General solution of second-order differential equation I'm working on finding the general solution of a differential equation. But I'm not getting too far. This is a question from my exam papers, can someone work it out, with simple steps so I can understand it, please. 

Thank you.
 A: Step 1) find a general solution of the homogeneous problem ($y'' -4y' +4y = 0$)
Step 2) apply the "variation of constant" formula to find a particular solution of the inhomogeneous problem.

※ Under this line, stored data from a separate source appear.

PR #127, opened 2020-09-04
Moved kernel creation to name-specific functions.

chase-dwelle:
Per @thuydotm , simplified some kernel creation.

- Removed `create_kernel()`, now kernels are created by calling their name-specific functions. These are only `circle_kernel()` and `annulus_kernel()` at the moment. Custom kernels are any numpy array and therefore don't have a function, e.g., `kernel = np.ones((3, 3))`.
- Removed `_validate_kernel_shape()` and replaced with `validate_kernel()`, which checks that the kernel is a numpy array and has odd dimensions. This isn't a strict requirement, but I think it makes sense to have the focal point be at the center of a kernel. Perhaps in the future we can accept custom kernels where the focal point is not centered and then pad the kernel in order to center it.
- Updated tests to reflect these changes.

### DIFF
--- a/xrspatial/focal.py
+++ b/xrspatial/focal.py
@@ -110,7 +110,7 @@ def _gen_ellipse_kernel(half_w, half_h):
     return ellipse.astype(float)
 
 
-def circular_kernel(cellsize_x, cellsize_y, radius):
+def circle_kernel(cellsize_x, cellsize_y, radius):
     # validate radius, convert radius to meters
     r = _get_distance(str(radius))
 
@@ -119,6 +119,7 @@ def circular_kernel(cellsize_x, cellsize_y, radius):
 
     kernel = _gen_ellipse_kernel(kernel_half_w, kernel_half_h)
     return kernel
+
 
 def annulus_kernel(cellsize_x, cellsize_y, outer_radius, inner_radius):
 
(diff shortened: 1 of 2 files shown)


brendancol:
Hell yeah!  @thuydotm let me know what you think

thuydotm:
> * Removed `create_kernel()`, now kernels are created by calling their name-specific functions. These are only `circle_kernel()` and `annulus_kernel()` at the moment. 

`circle_kernel()` and `annulus_kernel()` look good to me.

> * Custom kernels are any numpy array and therefore don't have a function, e.g., `kernel = np.ones((3, 3))`.
> * Removed `_validate_kernel_shape()` and replaced with `validate_kernel()`, which checks that the kernel is a numpy array and has odd dimensions. 

@chase-dwelle We should have a function name `custom_kernel` which accepts a numpy array as an argument (we may consider other array-like objects as long as we can validate them). The logic in `validate_kernel()` should be inside `custom_kernel` also. For now, the function either raises an error or returns the array itself.

chase-dwelle:
> @chase-dwelle We should have a function name `custom_kernel` which accepts a numpy array as an argument (we may consider other array-like objects as long as we can validate them). The logic in `validate_kernel()` should be inside `custom_kernel` also. For now, the function either raises an error or returns the array itself.

Changed. Agree on accepting any array-like object, but need to figure out if it would break any downstream dependencies.

thuydotm:
@chase-dwelle the return of custom_kernel needs to be a numpy array for sure.

@brendancol this PR looks good and ready to be merged.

Step 3) [what you have found in step 1)] + [what you have found in step 2)]
Have you tried this approach?
EDIT:
As you checked $y(t) = c_1e^{2t} + c_2te^{2t}$ is the general solution you have to find in step 1).
Theorem: Let $y(t) = \int_{t_0}^t Y(t - s)f(s)\ ds$, where $Y(t)$ is the solution of the problem 
$$Y'' +aY' + bY = 0$$
$$Y(0) = 0,\ Y'(0) = 1.$$
Then $y(t)$ is a solution of the equation $y'' + ay' + by = f(t)$. Moreover, it is the only solution such that $y(t_0) = y'(t_0) = 0$.
The proof is very easy because you are just asked to calculate the derivatives of $y(t)$ as it is defined and substitute in the equation keeping in mind that $Y$ is the solution of a known problem.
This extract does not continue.